It took a while for the final votes to be counted in what turned out to be a very close race for the third and final seat on the District 209 Proviso Township School Board. In the end, the mail-in votes brought an exceedingly narrow win — 12 votes — for Jennifer Barbahen over incumbent Theresa Kelly.
With thanks to Ms. Kelly for her decades of service, we are elated to see the balance of power on this critical board shift back to a reform-minded majority focused on students.

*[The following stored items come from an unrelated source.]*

PR #1533, opened 2025-09-15
fix: move DB setup to happen after Connect.init

edgurgel:

This change reduces the impact of slow DB setup impacting other tenants trying to connect at the same time that landed on the same partition.

I've also removed `StartCounters` as it's not needed anymore. We start the RateCounters where they are handled. 

`Connect.init/1` can take minutes blocking other `Connect` processes from starting up if they share the same partition supervisor.

## What is the new behavior?

Change `Connect.init/1` to be quick and delay connecting to `handle_continue`

## Additional context


lib/realtime/tenants/connect/check_connection.ex
```diff
@@ -2,16 +2,14 @@ defmodule Realtime.Tenants.Connect.CheckConnection do
...
 
   @behaviour Realtime.Tenants.Connect.Piper
   @impl true
   def run(acc) do
     %{tenant: tenant} = acc
 
-    case Database.check_tenant_connection(tenant) do
+    case Realtime.Database.check_tenant_connection(tenant) do
       {:ok, conn} ->
-        Process.link(conn)
```
edgurgel, line 14: No need to link as `Database.check_tenant_connection` calls `Postgrex.start_link` which links the process.

lib/realtime/tenants/connect/check_connection.ex
```diff
@@ -2,16 +2,14 @@ defmodule Realtime.Tenants.Connect.CheckConnection do
...
         db_conn_reference = Process.monitor(conn)
```
edgurgel, line 13: In fact this Process.monitor is also not doing much given that they are linked. Most likely won't have time to react to the DOWN message as the linked process will crash `Connect`

filipecabaco (commented):
does this mean that , for some amount of time, users will be able to start connecting and then we will disconnect them?

part of the reason we had this to be more blockng / sync was to actually be sure that the database was fully ready and up to move forward with accepting socket connections so I'm wondering what will be the side effects of having this more async vs just having more partitions

edgurgel:
> does this mean that , for some amount of time, users will be able to start connecting and then we will disconnect them?
> part of the reason we had this to be more blockng / sync was to actually be sure that the database was fully ready and up to move forward with accepting socket connections so I'm wondering what will be the side effects of having this more async vs just having more partitions

We only return a `conn` when `syn` has the `conn` metadata which is after the DB connection is set-up. This is how it works today already and this PR has not changed this. 

This PR just also changes so that we also capture the shutdown while connecting. We won't block on the Supervisor call anymore but we will block waiting for the `syn` message that the `conn` is ready (which we already do today).

Previously if we had 5 websockets from different nodes calling `Connect.lookup_or..`:

* The first one would block calling Supervisor.start_child
* The other 4 websockets would block waiting for the `syn` message saying that `conn` metadata has been set.

This PR changes so that all 5 websockets wait on `syn`

`

filipecabaco (approved):

filipecabaco:
makes sense ship it 👍

PR #2158, opened 2026-09-02
chore: define `TENANT` to isolate dev and tests

leandrocp:
This is a small improvement to https://github.com/supabase/realtime/pull/2110

- Derive `TEST_RUN` from `TENANT` so that's the only var we need to define to create an isolated dev or test env
- Define `TENANT` from current dir so it "just works" but keep `realtime-dev` on `realtime` dir (default)

### DIFF
--- a/config/test.exs
+++ b/config/test.exs
@@ -33,14 +33,29 @@ node_suffix =
     _ -> "_#{port}"
   end
 
-# Names this run's database and containers. TEST_RUN labels a run ("pr_1234"), and otherwise the
-# endpoint port does, which also lets a later run tell whether the run that left something
-# behind is gone.
+# Names this run's database and containers. One knob covers a whole environment: TENANT names a
+# test run just as it names the dev stack, so `TENANT=review mise run db-start` and
+# `TENANT=review mix test` are the same review environment. The default tenant is the unmarked
+# run, so a plain `mix test` keeps the names it always had. TEST_RUN overrides TENANT for a run
+# that wants a label without a tenant behind it ("pr_1234").
+default_tenant = "realtime-dev"
+
+run_name =
+  case {System.get_env("TEST_RUN", ""), System.get_env("TENANT", "")} do
+    {"", ^default_tenant} -> ""
+    {"", tenant} -> tenant
+    {run, _} -> run
+  end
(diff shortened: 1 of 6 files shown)


config/test.exs
```diff
@@ -33,14 +33,29 @@ node_suffix =
...
-# behind is gone.
+# Names this run's database and containers. One knob covers a whole environment: TENANT names a
+# test run just as it names the dev stack, so `TENANT=review mise run db-start` and
+# `TENANT=review mix test` are the same review environment. The default tenant is the unmarked
+# run, so a plain `mix test` keeps the names it always had. TEST_RUN overrides TENANT for a run
+# that wants a label without a tenant behind it ("pr_1234").
+default_tenant = "realtime-dev"
+
+run_name =
+  case {System.get_env("TEST_RUN", ""), System.get_env("TENANT", "")} do
```
edgurgel, line 44: Do you know if config/test.exs is always loaded when the test runs or when the project is compiled on MIX_ENV=test? I thought only runtime.exs would necessarily run for every mix test

leandrocp: AFAIK it's always evaluated, on compile and run.Are you concerned  `System.get_env` might return wrong values?

edgurgel: Yeah I was concerned that it wouldn't re-evaluate

leandrocp: I _think_ it's fine but now you made me doubt myself 😄
Let me check.

edgurgel (approved):

config/test.exs
leandrocp: Yeah it's fine:

```elixir
# config/text.exs
System.get_env("TENANT", "") |> IO.inspect()
```

```shell
❯ export TENANT="FOO"

❯ MIX_ENV=test mix compile
"FOO"

❯ mix test
"FOO"
18:09:38.312 [info] == Running 20210706140551 Realtime.Repo.Migrations.CreateTenants.change/0 forward
...
```

edgurgel: Great!

leandrocp:
Merging despite the failed actions because tests are passing and this PR doesn't update any schema.

PR #2159, opened 2026-09-02
fix: normalize Realtime `:region`

leandrocp:
Closes REAL-965

Follow up of https://github.com/supabase/realtime/pull/2073#discussion_r3754629473


lib/realtime/nodes.ex
```diff
@@ -61,6 +61,16 @@ defmodule Realtime.Nodes do
...
 
+  @doc """
+  The region this node registers under in the `RegionNodes` group.
+
+  Deployments that leave `:region` unset (self-hosted, CLI) still form a cluster,
+  so they share `"local"` as a canonical group name. Both the `:syn.join` and
+  every read of this node's region must go through here.
+  """
+  @spec region() :: String.t()
+  def region, do: Application.get_env(:realtime, :region) || "local"
```
edgurgel: not against this but what if we have this default set on `runtime.exs` and just do fetch_env! here?

leandrocp: Probably better, the change I made was more based on:

```elixir
region = Application.get_env(:realtime, :region)
muster_scope = :"realtime_channels_#{region || "local"}"
```

But yeah `runtime.exs` should handle that.

test/realtime/nodes_test.exs
```diff
@@ -38,6 +38,30 @@ defmodule Realtime.NodesTest do
     end
   end
 
+  describe "region/0" do
+    setup do
+      previous_region = Application.get_env(:realtime, :region)
+      on_exit(fn -> Application.put_env(:realtime, :region, previous_region) end)
```
PragTob: :old-man-screams-at-global-state:

We can leave at is, but alternatives I'm aware of:

1. stub it with mimic
2. actually make the call as a default arg (`def region(node \\ Application.fetch_env!(:realtime, :region), do: node`) that way you can control it for a test
3. not test it - we're just wrapping `Application.fetch_env!` which I think is fine to leave untested as it's a lib function we trust and I'm rather sure the function is indirectly exercised (although it feels weird to have a public function that isn't tested). Could also just test that it returns some string 🤷

PragTob (approved):
Looks good to me 👌 

Only comment is on `Application.put_env`/global state in the tests which I'd love to avoid :D Not mandatory though, but left 3 paths I know of to (potentially) avoid it.

Image

test/realtime/nodes_test.exs
leandrocp: I don't like global state either and since `region/1` is extensively tested (indirectly throughout the entire codebase) I think it's better to just remove the those tests (they are not adding any value to our test suite anyway).

edgurgel (approved):

edgurgel:
FYI https://github.com/orgs/supabase/discussions/50055#discussioncomment-18341260

PR #2161, opened 2026-09-03
fix: remove failed janitor tasks from state

### LINKED ISSUE #2160: Janitor retains failed maintenance tasks in state
### Summary

The tenant Janitor retains failed maintenance task references in its GenServer state after receiving a terminal `:DOWN` message.

Successful tasks are removed with `Map.pop/2`, but the `:killed` handler reads the tenants with `Map.get/2` and writes the unchanged task map back to state. Other non-normal exit reasons fall through to the catch-all handler and are retained as well.

Because every scheduled run merges new task refs into this map, repeated maintenance failures can grow the Janitor state indefinitely and retain each associated tenant batch.

### Reproduction

```elixir
ref = make_ref()
state = %Realtime.Tenants.Janitor{tasks: %{ref => ["tenant"]}}

{:noreply, result} =
  Realtime.Tenants.Janitor.handle_info(
    {:DOWN, ref, :process, self(), :killed},
    state
  )

Map.has_key?(result.tasks, ref)
#=> true
```

### Expected behavior

Any tracked task should be removed from `state.tasks` when its terminal `:DOWN` message arrives, whether it completed normally or failed.

### Environment

- Realtime `main` at 1aec648a
- Elixir 1.19.5
- OTP 28

hsusul:
## Summary

- remove tracked Janitor task refs after non-normal terminal `:DOWN` messages
- preserve catch-all handling for unrelated monitor messages
- extend the existing Janitor integration test to inspect the running GenServer state

## Why

Successful tasks were removed from the GenServer state, but failed tasks remained in `state.tasks`. Repeated maintenance failures could therefore grow the map indefinitely and retain tenant batches.

Closes #2160.

## Testing

- `mix format --check-formatted lib/realtime/tenants/janitor.ex test/realtime/tenants/janitor_state_test.exs`
- `MIX_ENV=test mix compile --warnings-as-errors` under Elixir 1.19.5 / OTP 28
- the existing `JanitorTest` integration suite runs in CI with its required Postgres services
- `git diff --check`


test/realtime/tenants/janitor_state_test.exs
```diff
@@ -0,0 +1,21 @@
+defmodule Realtime.Tenants.JanitorStateTest do
```
edgurgel: Could we instead add a test to existing JanitorTest file? We can use `:sys.get_state` to inspect the GenServer state if that's necessary. WDYT?

edgurgel (changes requested):

test/realtime/tenants/janitor_state_test.exs
hsusul: Yes, that makes sense. I initially kept it separate as a database-independent unit test, but testing the running GenServer is more representative. I’ll move the regression into `JanitorTest`, trigger the failed task path, and use `:sys.get_state/1` to verify the completed task reference is removed.

edgurgel (approved):

edgurgel:
Thank you! ❤️

PR #2167, opened 2026-09-04
fix: ranch charlist log filter

### LINKED ISSUE #2163: LogFilter misses Ranch :killed reports because Ranch emits a charlist format
## Bug report

`Realtime.LogFilter` does not suppress the Ranch `:killed` report produced by Ranch 2.2.1 because the filter matches a binary format string while Ranch emits a charlist.

Realtime v2.129.13 defines:

```elixir
@ranch_format "Ranch listener ~p had connection process started with ~p:start_link/3 at ~p exit with reason: ~0p~n"
def filter(%{msg: {:format, @ranch_format, [_, _, _, :killed]}}, _), do: :stop
```

Ranch 2.2.1 calls `ranch:log/4` with an Erlang double-quoted string in `ranch_conns_sup.erl`, so Logger receives the format as a charlist. `ranch:log/4` forwards `Format` unchanged. The rendered message looks identical, but the exact pattern does not match.

The current test helper uses the same Elixir binary module attribute as the implementation, so it does not reproduce the runtime event shape.

## Reproducer

```elixir
binary_format = "Ranch listener ~p had connection process started with ~p:start_link/3 at ~p exit with reason: ~0p~n"
charlist_format = String.to_charlist(binary_format)
event = %{msg: {:format, charlist_format, [:listener, :cowboy_clear, self(), :killed]}, meta: %{}}

assert :stop = Realtime.LogFilter.filter(event, [])
```

This assertion fails on v2.129.13 and the event falls through to the primary logger.

## Suggested fix

Accept the Ranch format in both binary and charlist form, or normalize the format before comparing it. Please add the charlist-shaped event as the regression test; keeping only the binary fixture will continue to miss the shape Ranch actually emits.

This matters operationally because Realtime intentionally terminates transports with no joined channels, so the failed filter can turn routine tracker cleanup into large error-log bursts.

mandar1045:
## TL;DR
Handles the charlist log format emitted by `ranch` 2.2.1+ so the `Realtime.LogFilter` actually stops the `:killed` error logs from surfacing. 

## reference
- closes #2163

### Before (Test Fails on Charlist Event)
Before Fix

### After (Tests Pass)
After Fix 1
After Fix 2
After Fix 3


lib/realtime/log_filter.ex
```diff
@@ -28,8 +28,11 @@ defmodule Realtime.LogFilter do
 
   def filter(%{meta: %{mfa: {DBConnection.Connection, _, _}}}, _), do: :stop
 
-  @ranch_format "Ranch listener ~p had connection process started with ~p:start_link/3 at ~p exit with reason: ~0p~n"
+  @ranch_format ~c"Ranch listener ~p had connection process started with ~p:start_link/3 at ~p exit with reason: ~0p~n"
+  @ranch_format_binary "Ranch listener ~p had connection process started with ~p:start_link/3 at ~p exit with reason: ~0p~n"
+
   def filter(%{msg: {:format, @ranch_format, [_, _, _, :killed]}}, _), do: :stop
+  def filter(%{msg: {:format, @ranch_format_binary, [_, _, _, :killed]}}, _), do: :stop
```
leandrocp: I believe the root cause here is that extra `:format` causing a pattern mismatch. The fix is actually more simple:

```elixir
@ranch_format ~c"Ranch listener ~p had connection process started with ~p:start_link/3 at ~p exit with reason: ~0p~n"

def filter(%{msg: {@ranch_format, [_, _, _, :killed]}}, _), do: :stop
```

Then adapt the tests for that format.

Ideally we need tests that actually open and close connections instead of simple mocked events, but not required in this PR :)

leandrocp (changes requested):
Hi @mandar1045 thanks that's a real confirmed bug! But I think the test is actually just fixing the pattern format.

lib/realtime/log_filter.ex
mandar1045: Thanks @leandrocp That’s a much cleaner fix. I’ll update the pattern match to drop the `:format` wrapper and simplify the tests around it. I’ll push the changes shortly.

edgurgel: Also can we get a test that actually test that killing a cowboy process logs this and it's filtered? Maybe under `Integration.TrackerTest` ? Ideally the test should fail without the fix I guess? Otherwise we won't notice if this happens again

leandrocp: @edgurgel I agree but I'd suggest it in a following PR to get this fix merged. I'm fine with either, wdyt @mandar1045?

edgurgel: Happy either way!

mandar1045: Thanks @leandrocp and @edgurgel  I’ve made the suggested changes and updated the tests. We can do the integration test in a follow-up PR and get this one merged first. I can take that up after this .

leandrocp (approved):

leandrocp:
Thanks @mandar1045 !

mandar1045:
> Thanks @mandar1045 !

i'll proceed with the integration tests now , thanks for reviewing ❤️

PR #2168, opened 2026-09-04
fix: use runuser to drop privileges to nobody in run.sh

### LINKED ISSUE #6462: supabase start fails since v2.112.0: realtime container exits with 'sudo: account validation failure' for the nobody account
### Describe the bug

Starting with **CLI v2.112.0**, `supabase start` fails deterministically in our containerised CI runners while initialising the schema. The `realtime` container exits because `sudo` cannot switch to the `nobody` account:

```
Starting database...
Initialising schema...
+ export ERL_CRASH_DUMP=/tmp/erl_crash.dump
+ echo 'Running migrations'
+ sudo -E -u nobody /app/bin/migrate
sudo: account validation failure, is your account locked?
sudo: a password is required
Stopping containers...
error running container: exit 1
```

Without `--debug` the only output is `error running container: exit 1`, which is why this took a while to pin down — it is indistinguishable from unrelated container failures.

### To Reproduce

In a Linux container with Docker available and a project with local migrations:

```sh
supabase stop --no-backup
supabase start        # fails at "Initialising schema"
```

### Bisection

We bisected across stable releases on a single machine, 3 `supabase start` attempts per version, same project, same host, same Docker:

| CLI version | `supabase start` |
|---|---|
| 2.116.0 | **0/3** |
| 2.115.0 | **0/3** |
| 2.114.0 | **0/3** |
| 2.113.0 | **0/3** |
| 2.112.0 | **0/3** |
| **2.111.0** | **3/3 OK** |
| 2.109.1 | 6/6 OK |

**The regression is introduced in 2.112.0** and is still present in 2.116.0. All five failing versions produce the identical `sudo: account validation failure` message, so this looks like a change in the bundled `realtime` image rather than in the CLI binary itself.

### Expected behavior

`supabase start` completes, or at minimum surfaces the underlying container error without requiring `--debug`.

### System information

- OS: Ubuntu (Linux kernel 7.0.0-30-generic), x86_64
- Docker: 29.1.3 (client and server), storage driver `overlayfs`, cgroup driver `systemd` v2
- Supabase CLI: installed from the official `.deb` release artifacts
- Postgres image pulled by 2.116.0: `public.ecr.aws/supabase/postgres:17.6.1.165`
- Runs as a non-root user inside an unprivileged system container

### Additional context

We have pinned to **2.111.0** as a workaround. Happy to provide more of the `--debug` output or test a patched image if that helps.

mandar1045:
small fix : sudo -u nobody fails when the nobody account is locked (PAM checks it, runuser doesn't). Switched to runuser -m -u nobody — same env passthrough as before, tested on both root and non-root.

closes supabase/cli#6462

### DIFF
--- a/run.sh
+++ b/run.sh
@@ -99,7 +99,7 @@ run_as_nobody() {
         if command -v runuser >/dev/null 2>&1; then
             runuser -u nobody -- "$@"
         elif command -v su >/dev/null 2>&1; then
-            su -s /bin/sh nobody -c '"$@"' -- "$@"
+            su -s /bin/sh nobody -c 'exec "$@"' _ "$@"
         else
             sudo -E -u nobody "$@"
         fi
--- a/run.sh
+++ b/run.sh
@@ -94,12 +94,26 @@ if [[ -n "${GENERATE_CLUSTER_CERTS:-}" ]] ; then
     generate_certs
 fi
 
+run_as_nobody() {
+    if [ "$(id -u)" = "0" ]; then
+        if command -v runuser >/dev/null 2>&1; then
+            runuser -u nobody -- "$@"
+        elif command -v su >/dev/null 2>&1; then
+            su -s /bin/sh nobody -c '"$@"' -- "$@"
+        else
+            sudo -E -u nobody "$@"
+        fi
+    else
+        "$@"
+    fi
+}
+
 echo "Running migrations"
-sudo -E -u nobody /app/bin/migrate
+run_as_nobody /app/bin/migrate
 
 if [ "${SEED_SELF_HOST-}" = true ]; then
     echo "Seeding selfhosted Realtime"
-    sudo -E -u nobody /app/bin/realtime eval 'Realtime.Release.seeds(Realtime.Repo)'
+    run_as_nobody /app/bin/realtime eval 'Realtime.Release.seeds(Realtime.Repo)'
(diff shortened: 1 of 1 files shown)


run.sh
```diff
@@ -94,12 +94,20 @@ if [[ -n "${GENERATE_CLUSTER_CERTS:-}" ]] ; then
     generate_certs
 fi
 
+run_as_nobody() {
+    if [ "$(id -u)" = "0" ]; then
+        runuser -m -u nobody -- "$@"
```
7ttp, line 99: tbh i don't think this is the right fix

sudo checks the account of whoever runs it, which in run.sh is root, 
not the `nobody` user it's switching to, and `nobody` isn't locked in any of these images anyway (v2.120.3 through v2.130.0 all look the same)

 so this just skips that check instead of telling us why it's failing on that runner....

7ttp:
imo this is pretty much environment specific,
 so i'll follow up with the reporter on the cli issue to see what's really going on...

thanks anyways for the effort!

mandar1045:
> imo this is pretty much environment specific, so i'll follow up with the reporter on the cli issue to see what's really going on...
> 
> thanks anyways for the effort!

> Thanks for looking into it! I’ll close this and follow up on the CLI issue to find the root cause.

PR #2184, opened 2026-09-09
refactor: split e2e tests into modules

seangeo:

Refactored the e2e test script. This was a single 2112 line file, I've split this up into separate modules, where runner and fixtures are in their own modules, and each test suite is in a separate file under `src/suites`. This should make it a bit easier to reason about and to add new test suites over time.

This is a refactor only, the behaviour and tests are exactly the same.

Single large file for all tests.

## What is the new behavior?

Multiple smaller files, with each test suite in its own file.

The test suite still does the same thing, I've tested it locally compared to the suite on main and they both produce the same output.

## Additional context

It's a pretty large change, but each step has been done in a single commit, in case that makes it easier to review.

Would be great if someone can test some of the ways they use this test suite too, particularly with Otel, just to verify some other use cases.

Part of REAL-1037


test/e2e/README.md
```diff
@@ -131,6 +131,16 @@ bun run nix
 
 ---
 
+## Source layout
```
PragTob, line 134: Thanks for adding this 👍

PragTob (approved):
👋 

Looks great to me and thanks for the work! Looks like a great improvement.

Only thing I'm not too sure about is the way it's split right now - that may partially be too fine grained. I.e. there are 4 `broadcast{-*}` files. I guess they could all be one `broadcast.ts` - but no strong opinion here. 

There another `load-broacast` where I'm also in general not too certain what the `load-` prefix is. Looking at the tests I suppose it's a mini load test/behaviour under load. I think that's good to separate out (as in: good distinction to make). I'd go one step further here and put them into a `load` subfolder (potentially with a README for people like me to understand that these test the feature under load).

I think the separation of load/no load is good anyhow, as we might want to exclude them/run them with different parameters.

Image

seangeo:
Thanks for the review @PragTob! The split into suites is the same as it was originally I’ve just moved them into separate files, agree that would could think more about the structure there, hopefully it’s easier to do now!

PR #2186, opened 2026-09-09
ci: migrate portable packaging to the shared Nix flake

jgoux:
The Nix portable packaging job fails before building because slim-services removed `nix-build-with-derived-hashes.sh` during its root-flake migration. This updates the workflow to call `build-artifact-from-nix.sh`, which resolves dependency hashes and builds the portable runtime from the exact Realtime commit under test.

- Pin slim-services to `4a4073b1e57f4422d203863decc94baa76640cf7` and check out Realtime at the source path expected by its recipe.
- Pass the checked-out commit as `SOURCE_REF`, update the Nix cache inputs, and run the existing crypto smoke against the exported runtime.
- Remove the generic failure message that incorrectly suggested an Elixir/OTP or dependency failure.

Validation: actionlint 1.7.7 (including ShellCheck) and `git diff --check` pass. The full portable build and smoke will run in this PR's Packaging workflow.

Original failure: https://github.com/supabase/realtime/actions/runs/34129031064/job/101764429406

### DIFF
--- a/.github/workflows/packaging.yml
+++ b/.github/workflows/packaging.yml
@@ -59,36 +59,39 @@ jobs:
     steps:
       - uses: actions/checkout@de0fac2e4500dabe0009e67214ff5f5447ce83dd # v6.0.2
         with:
-          path: realtime
+          repository: supabase/slim-services
+          ref: 4a4073b1e57f4422d203863decc94baa76640cf7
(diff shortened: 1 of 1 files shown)


PragTob (approved):
Image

Barbahen will join her Proviso 209 United colleagues, David Ocampo and Sandra Hixon in being sworn into office this week. The full expectation is that they will most always align with Amanda Grant, a holdover board member, to form a new majority. The three other board members — Arbdella Patterson, Rodney Alexander and Samuel Valtierrez — will need to decide if obstruction is their path or if they are ready to step away from the division and distraction they have nurtured in this troubled school district.
In a thoughtful interview this week with the Review’s Amaris Rodriguez, Ocampo talks about priorities he has in mind as he undertakes this very challenging post. Regaining control and transparency over district finances is critical, he said. This district has money in the bank but setting student-centered goals for spending is essential, he added. And creating accountability for rogue superintendent James Henderson will underlie all decisions.
Typically we’d say a new board needs to take some time to get a sense of the complexity of the issues and assess the strengths and weaknesses of its single employee, the superintendent. When the last reform board was elected eight years ago, it gave its middling superintendent some months to make her case and then welcomed her decision to depart after that first school year.
Henderson though is another disturbing case altogether. The man is radioactive. He has disregarded students, gleefully alienated teachers, taken advantage of a supplicant school board and made a range of dubious choices in a number of operational areas — transportation, IT, and food services come to mind — that were not only wrong but also suspect.
The man is a grifter and he needs to get the boot as quickly as an inevitably lucrative buyout can be negotiated. By July 1, an interim superintendent needs to be in place. That is the essential change this new board needs to make so that it can begin what will be a slow, slow reclamation of a school district that is now failing in so many ways.
Out of chaos comes opportunity. This district has been led into near total chaos by Henderson and the outgoing board.
Time to find the opportunities a fresh start can provide our children.